In the entries that follow, find the line containing "one for the"; from there, copy every line exactly through the line containing "A few drive-by".

Input records section start

PR #31, opened 2020-11-22
JSONRPC 2 server

darosior:
This implements a [JSONRPC 2](https://www.jsonrpc.org/specification) server for revaultd.

We use mio on all platforms but Windows for the transport and windows_uds on Windows. We
use jsonrpc-core for the JSONRPC messages handlers.

This also finally implements the logic of the main thread launching two separated threads,
one for the JSONRPC server and the other for the bitcoind event loop. Rust's awesome
channels abstraction is used for communicating with the main thread.

A few drive-by fixes were made (such as file permissions), and the commit history is not
*that* clean but rebasing at this point would be a huge pain and i think it's followable
enough.

As expected, Windows is **really** making our life hard. I gave up and will install a VM to
debug instead of using the CI.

Input records section end

Response area —
one for the JSONRPC server and the other for the bitcoind event loop. Rust's awesome
channels abstraction is used for communicating with the main thread.

A few drive-by fixes were made (such as file permissions), and the commit history is not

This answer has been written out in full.